======== Supplied records ========
PR #47, opened 2020-05-26
Range filtering.

ngaranko:
This PR allows parsing of `additionalFilters` schema parameter and transforms it into new additional filters that are mapped to one or multiple fields.

Including `range` filter that will create Range filter `start__lte=x` & `end__gt=x`.

Schema will look as follows:

```
"tables": {
   "x":  {
      "schema":  {
        ...
        "additionalFilters": {
          "regimes.inWerkingOp": {                                     << String to be presented in URI.
            "type": "range",                             << Filter name. For now we have only `range`.
            "start": "regimes.begin tijd",          << Start field name. Relations are separated with dots.
            "end": "regimes.eind tijd"              << End field name. Relations are separated with dots.
          }
        },
        "properties": {...}
     }
```
Full example: https://github.com/Amsterdam/dso-api/pull/47/files#diff-b4fad29bf58070e15c0606a6475b2f87

### DIFF
--- a/src/rest_framework_dso/filters.py
+++ b/src/rest_framework_dso/filters.py
@@ -20,11 +20,13 @@ from django.contrib.postgres.fields.array import ArrayField
 from rest_framework.exceptions import ValidationError
 from rest_framework.filters import OrderingFilter
 from rest_framework_gis.filters import GeometryFilter
+from schematools.types import slugify
 
 __all__ = [
     "DSOFilterSet",
     "DSOFilterSetBackend",
     "DSOOrderingFilter",
+    "EffectiveFilter",
 ]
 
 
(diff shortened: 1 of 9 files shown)


src/rest_framework_dso/filters.py
```diff
@@ -73,6 +75,32 @@ def __init__(self, field_name=None, lookup_expr="exact", **kwargs):
...
+        return qs.filter(
+            **{f"{self.start_field}__lte": value, f"{self.end_field}__gt": value}
+        )
+
+    def convert_field_name(self, field_name):
+        if "." in field_name:
+            return "__".join(
+                [self.convert_field_name(part) for part in field_name.split(".")]
+            )
+        return slugify(field_name, sign="_")
```
jjmurre: Let op, 'sign' wordt niet meer ondersteund in nieuwe versie van string-utils. Is nu 'separator'.

PR #78, opened 2020-07-08
Chris/display

cvriel:
[DS-325]  if not present/empty display field, content in "title" is omitted


cvriel:
Redeploy nodig

PR #79, opened 2020-07-08
Chris/displayfield

cvriel:
[DS-325] If display field is present then show else omit in outfield element title


cvriel:
Redeploy nodig

cvriel:
Redeploy nodig

PR #81, opened 2020-07-08
Chris/displayfield

cvriel:
[DS-325] Content of display field is shown in title element if present. If the display field is not present or empty the title element omitted.


cvriel:
Close for redeploy

PR #105, opened 2020-08-27
Format 500 (and other) errors according to DSO-API standards

bheupers:
Use X-Unique-ID passed by HAProxy as instance value


cvriel (approved):
Netjes!

PR #112, opened 2020-09-14
[DS-428] Allow multiple [not] filters to exclude multiple items

vdboor:


jjmurre (approved):
Mooi, ziet er goed uit!

PR #127, opened 2020-10-20
Coordinates from the DSO api are served as lng-lat

timvanoostrom:


ngaranko (approved):

ngaranko:
Bedankt @timvanoostrom !

PR #152, opened 2020-12-10
Do not retrieve the primary key of the through table, name may be dif…

vandoornik:
Removed accidental dependency on the PK of the through table.


cvriel (approved):

jjmurre (approved):
LGTM

PR #157, opened 2020-12-21
overriding serializer_field_mapping not globally but in class constru…

vandoornik:
…ctor

A small refactoring to avoid monkey-patching the django rest framework.


jjmurre (approved):
Inderdaad netter om het hier te doen!

PR #166, opened 2021-01-13
GeoJSON export format for API vieews

vdboor:
* Upgraded orjson library which support serializing subclasses of dict such as GeoJsonDict that GeometryField provides.
* embedded content is not yet supported (will be later when making the API streaming)
* Pagination is delegated to the renderer so it can be written in the correct format.


ngaranko (approved):
LGTM

src/dso_api/dynamic_api/views/api.py
```diff
@@ -129,10 +127,10 @@ class DynamicApiViewSet(
     @property
     def paginator(self):
         if (
-            self.request.accepted_renderer.format == "csv"
+            self.request.accepted_renderer.format in ("csv", "geojson")
             and self.pagination_class.page_size_query_param not in self.request.GET
         ):
-            # Avoid expensive COUNT(*) for CSV formats,
+            # Avoid expensive COUNT(*) for CSV and GeoJSON formats,
```
cvriel, line 133: Top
========
**Task details**
From the records above, pull out each line that has "regimes".

**Answer box**
          "regimes.inWerkingOp": {                                     << String to be presented in URI.
            "start": "regimes.begin tijd",          << Start field name. Relations are separated with dots.
            "end": "regimes.eind tijd"              << End field name. Relations are separated with dots.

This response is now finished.